# Jessops [UK camera retailer] closes



## Sith Zombie (Jan 15, 2013)

Sad news for it's staff and another blow to the uk high streets. With HMV sure to follow, its only going to be a few years until there is nothing left but coffee shops, eateries and clothes shops in city centres. 
I just can't see the old business model of having a big 'bricks and mortar' presence working for a lot of companies now.

It got me thinking of these new 'Canon Stores', obviously it's a take on Apple stores and if it has a technical support area and a sensor cleaning/general servicing area, then cool right? Yeah, but how much revenue would come from people paying for the service as opposed to people using the warranty period? The only way I see them surviving the long run is if the in store prices can match popular online vendors. If a stores that sold a wide range of P&S's, Mirrorless, DSLR's, lenses and accessories from: Canon, Nikon, Sony, Olympus, Samsung and others has gone bust, then what chance does a store chance if they just sell Canon products at max RRP? 

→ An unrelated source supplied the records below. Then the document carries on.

PR #1274, opened 2025-07-02
refactor(release): use `YARN_NPM_AUTH_TOKEN`

BarryThePenguin:
This should prevent the release workflow from modifying `.yarnrc.yml`

From https://yarnpkg.com/configuration/yarnrc

> Finally, note that most settings can also be defined through environment variables (at least for the simpler ones; arrays and objects aren't supported yet). To do this, just prefix the names and write them in snake case: `YARN_CACHE_FOLDER` will set the cache folder (such values will overwrite any that might have been defined in the RC files - use them sparingly).

### DIFF
--- a/.github/workflows/release.yml
+++ b/.github/workflows/release.yml
@@ -33,11 +33,6 @@ jobs:
       - name: Build
         run: yarn build
 
-      - name: Set NPM Auth Token
-        run: yarn config set npmAuthToken ${NPM_TOKEN}
-        env:
-          NPM_TOKEN: ${{ secrets.NPM_TOKEN }}
-
       - name: Create Release Pull Request or Publish to npm
         id: changesets
         uses: changesets/action@v1
@@ -46,4 +41,4 @@ jobs:
           version: yarn run version
         env:
           GITHUB_TOKEN: ${{ secrets.GITHUB_TOKEN }}
-          NPM_TOKEN: ${{ secrets.NPM_TOKEN }}
+          YARN_NPM_AUTH_TOKEN: ${{ secrets.NPM_TOKEN }}


.github/workflows/release.yml
```diff
@@ -46,4 +41,4 @@ jobs:
           version: yarn run version
         env:
           GITHUB_TOKEN: ${{ secrets.GITHUB_TOKEN }}
-          NPM_TOKEN: ${{ secrets.NPM_TOKEN }}
+          YARN_NPM_AUTH_TOKEN: ${{ secrets.NPM_TOKEN }}
```
yusukebe, line 44: So, should I set `YARN_NPM_AUTH_TOKEN` as a secret variable in this GitHub repo?

BarryThePenguin: This assigns the existing secret for `NPM_TOKEN` to the `YARN_NPM_AUTH_TOKEN` environment variable. So there's no need to change any existing secrets

BarryThePenguin: To provide a bit more context..

The [changesets action](https://github.com/changesets/action?tab=readme-ov-file#with-publishing) uses `env.NPM_TOKEN` to configure `//registry.npmjs.org/:_authToken=${process.env.NPM_TOKEN}` in `.npmrc`. Because the we're using yarn, the equivalent is `yarn config set npmAuthToken ${NPM_TOKEN}`.

We can avoid modifying `.yarnrc.yml` by setting `env.YARN_NPM_AUTH_TOKEN`, removing the need to use `yarn config set`.

yusukebe: Thank you for the explanation. Sorry for my misunderstanding. I can understand well!

yusukebe (approved):

yusukebe:
@BarryThePenguin Thank you. I'll merge this now.

yusukebe:
I've resolved some issues. This may be the last one. Hmm.

https://github.com/honojs/middleware/actions/runs/16039539202/job/45258963847#step:7:976

BarryThePenguin:
It looks like deno doesn't understand peer dependencies, so it fails when trying to publish a package with

```json
"peerDependencies": {
  "hono": "*"
}
```

I'll keep digging 👀

BarryThePenguin:
Hopefully #1276 solves that issue, it's difficult to verify as I can't reproduce the issue locally

yusukebe:
> It looks like deno doesn't understand peer dependencies

Ah, I see!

Aping Apple is just not a smart move for most companies. If you buy a new mac [not older models] from the Apple store it will cost you 'lets say' '£1,000', if you buy it from the online Apple store it will cost you £1,000, if you buy it from another vendor it will cost you '£1,000'. Therefore, you feel comfortable walking into the store and shelling out the cash, knowing that it's not cheaper elsewhere.
You can still shop around for deals with camera gear and I doubt these Canon stores will offer the best prices.


----------



## paul13walnut5 (Jan 15, 2013)

I think you've hit the nail right on the head. If you are an authorised reseller then you must sell at Apple / Canons / Oakleys blah blah blah prices.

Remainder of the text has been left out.